Install and Run TPOT in Google Colab WITH Dask Enabled???? #1095

Closed windowshopr closed 4 years ago

windowshopr commented 4 years ago

I'm trying to run a TPOT session in a Google Colab notebook, but running into some issues regarding "dask", and I think it has to do with the way I'm pip installing the packages.

Context of the issue

Basically, using a Python 3.6 environment in Google Colab, I'd like to run a TPOT Classification session WITH Dask enabled, but I keep getting issues with this error:

ImportError: 'use_dask' requires the optional dask and dask-ml depedencies. cannot import name 'future_set_exc_info'

...even though I have confirmed that both dask and dask-ml are successfully installed and in the dist-packages folder from. I don't think this is a TPOT issue, but I'm opening it here in the hopes that this will leave some documentation that others can use for the successful install of the dependencies required (in the appropriate order, and what versions of each dependency need to be there).

Basically, after a few hours of trying different combinations of pip installs, I've landed on:

!pip install fsspec xgboost
%pip install -U distributed scikit-learn dask-ml dask-glm sklearn
%pip install "tornado>=5"
%pip install "dask[complete]"
!pip install TPOT

The Tornado upgrade and dask[complete] are things I was trying from some other similar issues I've found on GitHub in the Dask pages, but I am throwing in the towel.

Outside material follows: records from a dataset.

PR #3680, opened 2022-08-05
Add `operator<` to , to allow use as a map key

khiner:
This is a replacement for https://github.com/nlohmann/json/pull/3667

After looking at how extensive [the commit for the other equality operators is](https://github.com/nlohmann/json/commit/9e1a7c85e342a5edec6cc3e96087d4070f55bea7), I see how much this PR needs that's not here (tests/docs/etc). I'm more than happy to cargo code/copy-paste and edit based on that commit to make this one look just like that. Lmk if that would be of value and actually helpful and not just a burden to you vs doing it yourself.

### DIFF
--- a/include/nlohmann/detail/json_pointer.hpp
+++ b/include/nlohmann/detail/json_pointer.hpp
@@ -862,6 +862,15 @@ class json_pointer
     {
         return *this == json_pointer(rhs);
     }
+
+    /// @brief compares JSON pointer and string for less-than
+    template<typename RefStringTypeLhs, typename RefStringTypeRhs>
+    friend bool operator<(json_pointer<RefStringTypeLhs> const& lhs,
+                          json_pointer<RefStringTypeRhs> const& rhs) noexcept
+    {
+        return lhs.reference_tokens < rhs.reference_tokens;
+    }
+
 #else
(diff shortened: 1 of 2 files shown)


falbrechtskirchinger:
I'm not too happy with the current state of the `operator==/!=` string overloads, but not having them means we're not compatible with v3.10.5.
Technically, the same is true for the other operators, but I'm hoping that those are rarely used in practice.

Since you're only looking for map support, maybe we should limit this PR to comparing two JSON pointers for less-than and be done.

If @nlohmann doesn't object, I'd also skip the documentation for now. It's actually easier for me to copy and adjust the documentation from `basic_json`/`json_pointer`, once all operators (including `<=>`) are done.

Also, note that I'm considering one more (small) change to the existing operators. There shouldn't be any merge conflicts or only minor ones. (Waiting on feedback before I proceed.)

shaischaudhry (approved):

falbrechtskirchinger:
I added the bare minimum to get map support into 3.11.2. Hope you don't mind. (#3685)

I'll add documentation when I add the remaining operators if Niels allows it.

khiner:
Thanks @falbrechtskirchinger !

PR #1207, opened 2020-09-20
Issue template: <details> for backtrace

Simran-B:
Make the Crash template not show the backtrace by default, as suggested by ZoomTen.

Use HTML comment for explanation of what the commit hash is, so that it doesn't end up in the ticket und is still visible to the user when reporting.


itsmattkc (commented):
Seems good, might even want to add the extra spacing and commit hash changes to the rest of the templates

itsmattkc (approved):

Can someone confirm a working install of TPOT Classification WITH the use_dask=True parameter, and what versions of each dependency are used in the environment?

A simple reproducible example to run in a new Google Colab 3.6 environment would look like the following. If asked, I can paste the full traceback, but whoever runs this should be able to see it for themselves. Thanks!

!pip install sklearn fsspec xgboost
%pip install -U distributed scikit-learn dask-ml dask-glm
%pip install "tornado>=5" 
%pip install "dask[complete]"
!pip install TPOT

from tpot import TPOTClassifier
from sklearn.datasets import load_iris
from sklearn.model_selection import train_test_split
import numpy as np

iris = load_iris()
X_train, X_test, y_train, y_test = train_test_split(iris.data.astype(np.float64),
    iris.target.astype(np.float64), train_size=0.75, test_size=0.25, random_state=42)

tpot = TPOTClassifier(generations=5, population_size=50, verbosity=2, random_state=42, use_dask=True)
tpot.fit(X_train, y_train)
print(tpot.score(X_test, y_test))
windowshopr commented 4 years ago

UPDATE:

Looks like I hit a winning combination with the below:

!pip install TPOT
!pip install dask==2.20.0 dask-glm==0.2.0 dask-ml==1.0.0
!pip install tornado==5.0
!pip install distributed==2.2.0
!pip install xgboost==0.90

This got my example up and running. I should have cross referenced my pip freeze output with the pip freeze output on Colab to check versions of the dependencies earlier, but this was able to get it going. Closing!

windowshopr commented 4 years ago

I should re-iterate, starting from a brand new "factory reset"ed session, I run those pip installs shown above, then when it gets to the training session, it errors out, but when you hit "Restart and Run All", it works. It's something to do with changing the version of Tornado, and you can only run the new pip installed version after you restart the runtime. Don't factory restart the session a second time, else you're just starting from scratch again. Seems finicky in Colab, but that's what worked for me.

mkuehn10 commented 4 years ago

I had to add fsspec to the end, but your last comment seems to have worked for me

!pip install TPOT
!pip install dask==2.20.0 dask-glm==0.2.0 dask-ml==1.0.0
!pip install tornado==5.0
!pip install distributed==2.2.0
!pip install xgboost==0.90
!pip install fsspec
weixuanfu commented 4 years ago

Yes, we have updated installation guide with including fsspec.